Goal of the exercise:
Your answer needs to include each line of the records in which the string "familiar" can be found.

○ ○ ○ ○ ○ ○ ○

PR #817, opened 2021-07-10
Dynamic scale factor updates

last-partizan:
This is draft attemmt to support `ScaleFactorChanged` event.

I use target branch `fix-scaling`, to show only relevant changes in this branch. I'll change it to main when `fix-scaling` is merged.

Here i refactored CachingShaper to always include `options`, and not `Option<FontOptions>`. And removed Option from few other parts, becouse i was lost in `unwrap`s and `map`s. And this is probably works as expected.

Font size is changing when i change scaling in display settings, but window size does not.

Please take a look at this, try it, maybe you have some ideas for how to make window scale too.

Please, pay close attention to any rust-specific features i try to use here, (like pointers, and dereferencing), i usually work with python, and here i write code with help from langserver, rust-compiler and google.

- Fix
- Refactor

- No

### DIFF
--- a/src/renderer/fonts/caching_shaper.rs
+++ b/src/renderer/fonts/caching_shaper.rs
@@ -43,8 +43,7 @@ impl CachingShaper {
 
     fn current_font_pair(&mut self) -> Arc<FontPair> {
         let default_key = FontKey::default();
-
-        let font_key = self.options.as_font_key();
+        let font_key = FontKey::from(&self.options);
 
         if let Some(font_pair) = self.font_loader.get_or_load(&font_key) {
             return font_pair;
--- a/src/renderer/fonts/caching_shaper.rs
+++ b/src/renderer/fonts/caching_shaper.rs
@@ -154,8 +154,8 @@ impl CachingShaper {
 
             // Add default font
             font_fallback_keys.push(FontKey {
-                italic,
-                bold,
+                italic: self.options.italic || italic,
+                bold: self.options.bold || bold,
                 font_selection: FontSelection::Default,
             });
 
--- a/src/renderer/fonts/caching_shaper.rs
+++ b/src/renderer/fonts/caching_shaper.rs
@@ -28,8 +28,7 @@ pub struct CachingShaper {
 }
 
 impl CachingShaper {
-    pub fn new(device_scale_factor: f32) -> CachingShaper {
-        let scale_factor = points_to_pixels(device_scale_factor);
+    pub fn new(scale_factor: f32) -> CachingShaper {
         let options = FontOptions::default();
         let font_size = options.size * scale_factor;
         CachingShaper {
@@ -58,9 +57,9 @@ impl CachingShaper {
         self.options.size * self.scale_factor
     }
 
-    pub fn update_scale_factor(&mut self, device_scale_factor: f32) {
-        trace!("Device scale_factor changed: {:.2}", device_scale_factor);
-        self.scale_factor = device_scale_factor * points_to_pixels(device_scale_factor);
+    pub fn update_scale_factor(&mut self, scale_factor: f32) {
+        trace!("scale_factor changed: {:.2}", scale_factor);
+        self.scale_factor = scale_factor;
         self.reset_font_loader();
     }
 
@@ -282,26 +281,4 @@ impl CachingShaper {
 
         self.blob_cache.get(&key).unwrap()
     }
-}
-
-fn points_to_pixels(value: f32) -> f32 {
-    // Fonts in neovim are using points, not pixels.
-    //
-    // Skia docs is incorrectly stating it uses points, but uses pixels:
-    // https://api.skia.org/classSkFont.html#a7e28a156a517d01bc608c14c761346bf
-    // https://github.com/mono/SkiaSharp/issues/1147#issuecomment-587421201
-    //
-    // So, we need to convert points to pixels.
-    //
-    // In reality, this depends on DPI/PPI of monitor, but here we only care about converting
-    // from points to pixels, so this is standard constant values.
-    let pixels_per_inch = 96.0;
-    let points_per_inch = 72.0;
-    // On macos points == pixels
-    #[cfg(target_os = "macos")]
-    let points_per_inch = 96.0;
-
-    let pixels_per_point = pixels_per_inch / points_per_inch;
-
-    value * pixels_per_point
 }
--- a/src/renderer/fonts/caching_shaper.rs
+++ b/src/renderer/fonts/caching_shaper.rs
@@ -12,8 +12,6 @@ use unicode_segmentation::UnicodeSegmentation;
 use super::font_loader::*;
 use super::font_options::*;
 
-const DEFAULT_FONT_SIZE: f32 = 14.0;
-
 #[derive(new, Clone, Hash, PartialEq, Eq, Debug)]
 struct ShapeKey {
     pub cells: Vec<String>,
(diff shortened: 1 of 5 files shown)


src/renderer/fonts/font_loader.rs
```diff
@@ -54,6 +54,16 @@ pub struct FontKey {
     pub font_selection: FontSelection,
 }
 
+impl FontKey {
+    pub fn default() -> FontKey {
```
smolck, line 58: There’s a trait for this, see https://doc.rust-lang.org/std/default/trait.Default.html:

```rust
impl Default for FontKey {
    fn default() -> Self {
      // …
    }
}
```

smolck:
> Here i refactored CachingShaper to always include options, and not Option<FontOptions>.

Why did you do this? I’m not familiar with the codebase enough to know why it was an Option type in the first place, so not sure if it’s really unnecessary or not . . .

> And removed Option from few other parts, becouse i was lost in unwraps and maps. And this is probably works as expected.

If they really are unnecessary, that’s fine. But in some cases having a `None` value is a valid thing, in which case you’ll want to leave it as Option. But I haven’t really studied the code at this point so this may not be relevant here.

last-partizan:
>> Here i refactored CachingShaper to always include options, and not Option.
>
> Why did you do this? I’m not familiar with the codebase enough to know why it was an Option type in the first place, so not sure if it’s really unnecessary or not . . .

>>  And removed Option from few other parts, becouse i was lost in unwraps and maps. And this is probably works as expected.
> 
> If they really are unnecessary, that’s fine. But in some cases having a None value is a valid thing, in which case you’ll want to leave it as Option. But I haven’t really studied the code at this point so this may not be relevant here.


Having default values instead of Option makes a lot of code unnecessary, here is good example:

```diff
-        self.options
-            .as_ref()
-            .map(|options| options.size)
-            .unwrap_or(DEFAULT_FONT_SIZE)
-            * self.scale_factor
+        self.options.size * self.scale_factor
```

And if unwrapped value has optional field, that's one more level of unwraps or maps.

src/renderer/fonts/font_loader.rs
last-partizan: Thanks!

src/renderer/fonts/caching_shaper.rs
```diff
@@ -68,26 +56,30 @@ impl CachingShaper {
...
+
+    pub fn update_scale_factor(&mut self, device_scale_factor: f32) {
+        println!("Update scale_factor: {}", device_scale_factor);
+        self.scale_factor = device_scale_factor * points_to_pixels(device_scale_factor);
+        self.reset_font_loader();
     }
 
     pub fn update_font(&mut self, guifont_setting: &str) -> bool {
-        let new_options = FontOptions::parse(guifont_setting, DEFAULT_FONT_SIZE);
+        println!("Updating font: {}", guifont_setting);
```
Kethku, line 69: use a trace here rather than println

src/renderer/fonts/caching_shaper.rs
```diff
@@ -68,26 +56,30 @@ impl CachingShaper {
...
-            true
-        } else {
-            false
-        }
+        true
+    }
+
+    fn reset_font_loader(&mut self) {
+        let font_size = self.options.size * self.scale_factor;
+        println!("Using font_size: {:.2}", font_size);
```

○ ○ ○ ○ ○ ○ ○

Task solution:
Why did you do this? I’m not familiar with the codebase enough to know why it was an Option type in the first place, so not sure if it’s really unnecessary or not . . .
> Why did you do this? I’m not familiar with the codebase enough to know why it was an Option type in the first place, so not sure if it’s really unnecessary or not . . .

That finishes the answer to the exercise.